Parkinson’s disease causes deterioration of the nervous system that leads to tremors and problems with muscle movement and coordination. There is no proven protective treatment yet, due to unknown factors of the disease, such as the role of the protein LRRK2 (pronounced lark two), which is overactive in some Parkinson’s disease patients and causes nerve cells to shrivel up and die. Why exactly overactive LRRK2 is toxic and leads to Parkinson’s disease is still unknown.

 

Researchers speculated that blocking LRRK2 from acting might protect nerve cells, testing commercially available drugs known to prevent proteins like LRRK2 from acting and adding chemical phosphates to other proteins. Out of 70 drugs tested, eight were found to block LRRK2 from working. Two of these eight previously were shown by others to be able to cross the blood-brain barrier.

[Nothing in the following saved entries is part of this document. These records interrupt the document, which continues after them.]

PR #1539, opened 2020-04-04
Units update need coordination with structure identity

PatrikLundell:
This PR requires careful reviewing and probably modification, as well as coordination with DFHack/df-structures#389, where much of the background can be found.

When it comes to remotefortressreader I've done the minimum modification of just using the new field name. It probably should use the same logic as the corresponding part of Units.cpp

Units.cpp:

So the researchers injected these two drugs twice daily into mice engineered to carry Parkinson-causing LRRK2 changes in their brain. One drug provided almost complete protection against nerve cell death after three weeks, with the other losing approximately 80% fewer cells than in mock treated mice.

 

“This data suggests that if you were to develop a safe drug, then you could potentially have a new treatment for Parkinson’s disease patients with LRRK2 mutations,” says Dr Ted Dawson, professor of neurology and physiology and scientific director of the Johns Hopkins Institute for Cell Engineering. The two drugs that blocked LRRK2 and prevented death of nerve cells in mice with Parkinson’s disease both had similar chemical structures. “One could envision generating compounds around that core structure to develop a relatively selective and potent inhibitor of LRRK2,” says Dawson.

 

Dawson is collaborating with researchers at Southern Methodist University to design more specific inhibitors of LRRK2 and the group plans to license this technology. But even when they identify promising candidate drugs, those candidates still will have to be tested for toxic side effects, so drugs’ approval by the FDA for use in humans may still be many years away. But he remains positive that the changes seen in mice will be transferrable to human patients.

 

“We’re curing Parkinson’s disease in a mouse and now we have to discover drugs that actually work in human neurons. Then we’ll hopefully be able to make the leap forward to get a treatment to work in humans,” says Dawson.

 

The researchers’ findings are published in the August 22 issue of Nature Medicine.